What is the exact, destination location in Auckland?.
Is the distance required the measurement between the two locations of :
- the shortest line, or
- the shortest, available, surface, travelling distance, or
- the normal, commercial, flying distance, or 
- the estimated, calculated difference with reference to latitudes, or
- some other nonsense?

Apart from all that, I can't imagine why the OP needs this information (and doesn't even need it accurately), or why he/she could not have found it via a web search.


----------



## Zack Barresse (Jan 21, 2005)

Ponsonby said:
			
		

> The original question is not specific enough to provide an appropriate answer.


...





			
				softshoe said:
			
		

> Either distance quoted is close enough for my needs. Thanks





			
				Ponsonby said:
			
		

> .. I can't imagine why the OP needs this information (and doesn't even need it accurately) ..


Good thing we shouldn't judge.  


			
				Ponsonby said:
			
		

> .. or why he/she could not have found it via a web search.

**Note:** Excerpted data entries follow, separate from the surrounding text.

Issue #7969, opened 2025-04-14
Expose an API to identify if a given `ContextRealityModel` represents a Cesium Ion Building assets


mdastous-bentley:
When implementing a handler for `ContextRealityModels.onChanged` there is curently no API allowing the handler to determine if the modified `ContextRealityModel` objects represent a Cesium IO building assets.

We used to compare the `url' property with the string provided by `getCesiumOSMBuildingsUrl()`, but this function is internal.

markschlosseratbentley:
`getCesiumAssetUrl()` is public -- is that one good enough to accomplish your goal?  (I realize you would need to pass in the cesium ion key and the osm building asset id; not ideal).

matmarchand:
@markschlosseratbentley I would prefer that we do not hardcode that Id on our side as well.

markschlosseratbentley:
> We used to compare the url' property with the string provided by getCesiumOSMBuildingsUrl()`, but this function is internal.

@matmarchand @mdastous-bentley can you share / link me to the code that used to do the comparison?

markschlosseratbentley:
@matmarchand @mdastous-bentley To solve your issue, I originally was thinking we could add a method to `ContextRealityModel` - something like `ContextRealityModel.isCesiumOSMBuildingsAsset`. However, the `ContextRealityModel` class exists within `common` and depends on methods and structures within `frontend`.  For this reason, we cannot implement such a function there.

In [this draft PR code](https://github.com/iTwin/itwinjs-core/pull/7978/files), I solved this the only other way I could think of --- adding a helper method in `core/frontend/src/tile/map/CesiumTerrainProvider.ts`.  Basically, you would call `isCesiumOSMBuildingsRealityModel(contextRealityModel);` to figure out if your context reality model represents a Cesium OSM Buildings asset.

An alternative would be to just promote `getCesiumOSMBuildingsUrl()` in that same file from `internal` to `beta` and then the caller code you mentioned can just remain the same.

What do you think?

@aruniverse @pmconne interested in your opinion here too.

mdastous-bentley:
I think you could simply expose a constant representing the `AssetId` for cesium building, and then we call `getCesiumAssetUrl()`.

markschlosseratbentley:
> I think you could simply expose a constant representing the `AssetId` for cesium building, and then we call `getCesiumAssetUrl()`.

[...]

PR #7978, opened 2025-04-16
Add CesiumIonAssetId enum API

markschlosseratbentley:
This work aims to help resolve some of the issues brought up in https://github.com/iTwin/itwinjs-core/issues/7969

Essentially, a caller of some iTwin.js APIs would like to have access to the Cesium ion asset ID for OSM Buildings.  Previously, this asset ID was baked into iTwin.js internally.

There is precedent for other Cesium ion asset IDs to be exposed via enum, [as seen here](https://www.itwinjs.org/reference/core-common/displaystyles/cesiumterrainassetid/).  That is terrain-specific, however.

This PR creates a new enum titled `CesiumIonAssetId` which includes asset IDs for cases outside the `CesiumTerrainAssetId` umbrella, namely just Cesium OSM Buildings for now.

Internally, the `CesiumTerrainAssetId` enum has been moved into a new file where it resides alongside the new `CesiumIonAssetId` enum.


markschlosseratbentley:
> FYI core-common exposes some [known ion asset Ids](https://github.com/iTwin/itwinjs-core/blob/1fc628a6376d53c7997bc1af52f8f92c326030fe/core/common/src/TerrainSettings.ts#L17) already.

Those seem specific for "terrain", but I think we should probably do something similar in an `enum` if we go this route.

pmconne:
Frankly I don't think a special case for OSM buildings should ever have been baked into the core APIs but that ship has long sailed.

pmconne (commented):
I believe "ion" branding is supposed to be all lower-case.

markschlosseratbentley:
> I believe "ion" branding is supposed to be all lower-case.

Looks like you are correct -- changed the comments to follow that pattern.

pmconne (approved):

markschlosseratbentley:
Waiting for Image Tests.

Everyone needs a little help sometimes.


----------



## Legacy 12630 (Jan 21, 2005)

firefytr said:
			
		

> Ponsonby said:
> 
> 
> 
> ...



Huh?



			
				firefytr said:
			
		

> Ponsonby said:
> 
> 
> 
> ...



Cannot agree - everyone who doesn't know how to search the web probably needs help more than just sometimes.


----------



## praetorian (Jan 22, 2005)

Ponsonby said:
			
		

> .. I can't imagine why the OP needs this information (and doesn't even need it accurately) ..





			
				Firefytr said:
			
		

> Good thing we shouldn't judge.





			
				Ponsonby said:
			
		

> Huh?


So, because _you_ can't imagine why the OP needs this information, then he can't possible need it?

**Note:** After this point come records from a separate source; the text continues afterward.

PR #966, opened 2023-04-20
Set proper kubernetes platform in k8s source types

jsirianni:
### Proposed Change

This PR is for the epic/k8s-resources feature branch, which contains four source types.
- Setting `kubernetes-daemonset` in the node and container source types, pr this pr https://github.com/observIQ/bindplane-op/pull/964
- Setting `kubernetes-deployment` with the assumption that we will use that as a platform, can always change it later.

##### Checklist
- [x] Changes are tested
- [x] CI has passed


cpheps (approved):
Do we need to bump the versions on any of these?

antonblock (approved):

jsirianni:
> Do we need to bump the versions on any of these?

I think we are okay to skip bumping the version until k8s resources are released.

And because he chose to ask for the answer here, he must, of necessity, need "more help than just sometimes"? Why did you feel the need to respond, Ponsonby?

Harry


----------



## Todd Bardoni (Jan 22, 2005)

praetorian said:
			
		

> Ponsonby said:
> 
> 
> 
> ...



"Arguing on the Internet is like running in the Special Olympics.  Even if you win, you're still retarded."  _Author unknown_


----------



## Legacy 12630 (Jan 22, 2005)

praetorian said:
			
		

> So, because _you_
> can't imagine why the OP needs this information, then he can't possible need it?

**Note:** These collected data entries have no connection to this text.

PR #978, opened 2023-04-24
fix(config): Don't show Add button for container configs

antonblock:
### Proposed Change

Don't allow adding agents from the config page if the config is for containers. We intend that to be done from the install page

##### Checklist
- [x] Changes are tested
- [x] CI has passed


dsvanlani (approved):

jsirianni (approved):
Looks good. I think in the future, we could re-add the add option and have it link to the agent install page.

PR #987, opened 2023-04-25
feat(sourcetype): Splunk HEC source type

jsirianni:
### Proposed Change

Added a new source type which uses the [Splunk HEC receiver](https://github.com/open-telemetry/opentelemetry-collector-contrib/tree/main/receiver/splunkhecreceiver)

This is a minimal source type, with support for the following receiver params
- endpoint
- access_token_passthrough
- server side tls

Tested using the HEC destination type.

Screenshot from 2023-04-25 16-43-47

##### Checklist
- [x] Changes are tested
- [x] CI has passed


resources/source-types/splunk_hec.yaml
```diff
@@ -0,0 +1,89 @@
+apiVersion: bindplane.observiq.com/v1
+kind: SourceType
+metadata:
+  name: splunkhec
+  displayName: Splunk HTTP Event Collector (HEC)
+  icon: /icons/destinations/splunk.svg
+  description: Receive logs from a Splunk HTTP Event forwarder.
+spec:
+  parameters:
```
BinaryFissionGames, line 9: Should we have the `version` and `supportedPlatforms` here?

resources/source-types/splunk_hec.yaml
```diff
@@ -0,0 +1,89 @@
...
+        - name: enable_tls
+          operator: equals
+          value: true
+      advancedConfig: true
+
+  logs:
+    receivers: |
+      - splunk_hec:
+          endpoint: "{{ .listen_ip }}:{{ .listen_port }}"
+          access_token_passthrough: "{{ .access_token_passthrough }}"
```
BinaryFissionGames, line 71: nit: I think we should unquote this field, since it's a boolean value and not a string. I'm a little surprised it works this way, but I think the collector has special unmarshalling logic to unmarshal string to bool, so it works as expected either way.

resources/source-types/splunk_hec.yaml
```diff
@@ -0,0 +1,94 @@
...
+    - name: listen_port
+      label: Listening Port
+      description: The port to bind to and receive HTTP events. Collector must be running as root (Linux) or Administrator (windows) when binding to a port below 1024.
+      type: int
+      default: 8088
+      required: true
+
+    - name: access_token_passthrough
+      label: Access Token Passthrough
+      description: Whether to preserve incoming access token (Splunk header value) as "com.splunk.hec.access_token" metric resource label.
```
shazlehu, line 31: Maybe we don't support this, but this description doesn't appear in the UI. Not in the scope of this PR, but the link for the token field in the Splunk destination redirects to the top level docs, https://docs.splunk.com/Documentation

shazlehu (approved):

BinaryFissionGames (approved):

I neither wrote nor inferred such a thing, but it's an interesting possibilty.



			
				praetorian said:
			
		

> And because he chose to ask for the answer here, he must, of necessity, need "more help than just sometimes"?



I can't imagine the pocesses that cause you to suggest this.
What I posted was "...doesn't know how to search the web probably needs help more than just sometimes".

Or to put it a little differently, it is probably more likely help from others is needed due to insufficient effort at self-help.




			
				praetorian said:
			
		

> Why did you feel the need to respond, Ponsonby?
> Harry



Good question - either must have had sod-all else to do (like now) or thought I might be able to irritate a few people (also like now).

Why did you feel the need to respond?


----------



## Legacy 12630 (Jan 22, 2005)

Todd Bardoni said:
			
		

> "Arguing on the Internet is like running in the Special Olympics.  Even if you win, you're still retarded."  _Author unknown_



I can only assume that you have come across that quote very recently.

(What was your event/events ?)


----------



## Todd Bardoni (Jan 22, 2005)

Ponsonby said:
			
		

> Todd Bardoni said:
> 
> 
> 
> ...


----------



## Tazguy37 (Jan 22, 2005)

Too bad the author is unknown.  I'd like to go find him/her and make them feel special with a fist to the nose. :x


----------